Investigation of Pain Mechanisms by Calcium Imaging Approaches

Abstract

Due to the complex circuitry and plethora of cell types involved in somatosensation, it is becoming increasingly important to be able to observe cellular activity at the population level. In addition, since cells rely on an intricate variety of extracellular factors, it is important to strive to maintain the physiological environment. Many electrophysiological techniques require the implementation of artificially-produced physiological environments and it can be difficult to assess the activity of many cells simultaneously. Moreover, imaging Ca²⁺ transients using Ca²⁺-sensitive dyes often requires in vitro preparations or in vivo injections, which can lead to variable expression levels. With the development of more sensitive genetically-encoded Ca²⁺ indicators (GECIs) it is now possible to observe changes in Ca²⁺ transients in large populations of cells at the same time. Recently, groups have used a GECI called GCaMP to address fundamental questions in somatosensation. Researchers can now induce GCaMP expression in the mouse genome using viral or gene knock-in approaches and observe the activity of populations of cells in the pain pathway such as dorsal root ganglia (DRG), spinal neurons, or glia. This approach can be used in vivo and thus maintains the organism's biological integrity. The implementation of GCaMP imaging has led to many advances in our understanding of somatosensation. Here, we review the current findings in pain research using GCaMP imaging as well as discussing potential methodological considerations.

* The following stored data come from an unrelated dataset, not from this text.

PR #342, opened 2023-07-23
Param update

vasvav:
1. Improved a bit the wording and clarified some core parameters description.
2. Allowed a simulation and a development parameter to be read from the configuration file.
3. Reset the default value for the simulation time step to =1.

Keywords: DRG; GCaMP imaging; Neural circuit; Pain pathways; Spinal cord.

Fig. 1

Representative in vivo DRG images from a Pirt-cre;Rosa26-flox-stop-flox-GCaMP6s heterozygous mouse. A Background GCaMP fluorescence in the absence of stimulation to the hind paw. Arrows indicate spontaneously firing neurons. B ROIs manually traced for neurons from panels C and D responding to noxious heat (red), brush (green), or both heat and brush (yellow). C Representative Ca²⁺ transient in response to placing the ipsilateral hindpaw in a beaker of 48 °C water. Cell diameters of responding neurons range from 11.3 to 33.1 μm. Mean cell diameter = 21.0 ± 0.3 μm. D Representative Ca²⁺ response to applying gentle brushing to the dorsal aspect of the ipsilateral hind paw. Cell diameters of responding neurons range from 18.7 to 44.6 μm. Mean cell diameter = 29.8 ± 1.1 μm.